PR #2438, opened 2021-06-24
Add a finance user group, add finance dashboard, give finance access …

### LINKED ISSUE #2389: Create a new "Finance" user role with their own Hypha view
Set up "is_finance" similar to "is_apply_staff". They should only have access to project part of Hypha.

They need a dashboard that shows a table of invoices that have been approved by staff but not by finance.

I think we can reuse the table that is shown on the staff dashboard. We have some updates for that table in another issue.

The project page, the invoices and reports, uploaded files (PDF invoices etc.) and the project communication tab.

They will mostly use Hypha to talk with staff via the communication tab when invoices need corrections.

## UI Design Demo

- [ ] record new demo

## UI Designs

When the finance user logs in they see their dashboard - by default it shows the invoices that need to be reviewed.
4 1 - default view when they log in

If Yodit wants to see all the invocies, she clicks on "Show all invoices", which brings her to the next screen:

The view of "Show all invoices" - 
4 2 - view to show all invoices with all statuses
If Yodit needs to see projects, she clicks on "Projects".

Project statuses shown in this view are for projects that have been funded, are being funded, or will be funded.
4 3 - all projects view

If Yodit the finance user needs to see a specific project, she clicks on the project name, e.g. Maya Summit, which brings her to the next screen:
4 4 - project details view

We've added a "files tab" to the project view. This is shown for **the finance user only**. Here they see all the files that have been uploaded to Hypha that are related to the project. Adding a files tab is being handled by issue #2414.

* **PROBLEM TO SOLVE**
All that is wanted is the stretch of lines above from the one containing "The project page, the" through the one containing "## UI Designs", duplicated exactly.

* **WRITTEN SOLUTION**
The project page, the invoices and reports, uploaded files (PDF invoices etc.) and the project communication tab.

They will mostly use Hypha to talk with staff via the communication tab when invoices need corrections.

## UI Design Demo

- [ ] record new demo

## UI Designs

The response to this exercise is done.